Jakże myli nas własna decyzja, bo po wczorajszym dniu pobiegłem dzisiaj do przychodni na 7.00, a po przebudzeniu Pan Jezus zapraszał mnie z „Prawdziwego życia w Bogu”, abym przybył i uczestniczył boju duchowym! Później mam dyżur w pogotowiu i nie będę na Mszy św.!
Straszliwy ból zalał serce i duszę, a nawet popłakałem się, ponieważ napłynął obraz pielgrzymów i pustelników, którzy porzucają ten świat...wszystko zostawiają dla Pana Jezusa! "Och! Tak! Tak...wszystko".
Dzisiaj podczas przyjęć wszystko poszło gładko i wyszedłem z pracy wcześniej spotykając na korytarzu żonę zmarłego lekarza (dwa lata temu).
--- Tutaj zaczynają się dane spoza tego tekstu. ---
PR #641, opened 2018-08-24
[WIP] point to new fxa-sync code, disconnect fully

### LINKED ISSUE #640: Start up crash due to FxAUtils
browser profile related. see Build 1940 crash logs...

sashei:
resolves #640


sashei:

Zapytałem ją, gdzie on teraz jest i odpowiedziałem, że on jest i potrzebuje jej wsparcia!
Podczas obiadu syn mówił o moich błędach podczas prowadzenia samochodu, a właśnie u nas zdarzył się straszny wypadek. Później będę badał tego kierowcę, który spowodował czołowe samochodu ciężarowego z osobowym, w którym zginęła niewiasta.
To było już na dyżurze w pogotowiu po 15:00 i to w czasie mojej śmiertelnej senności...jako wyniku zespołu przewlekłego przemęczenia! Jak już będzie do końca mojej pracy, a nawet na emeryturze, ponieważ dzisiaj, gdy to przepisuję (10 czerwca 2025 roku) siedzę po nocach przy opracowywaniu dziennika duchowego!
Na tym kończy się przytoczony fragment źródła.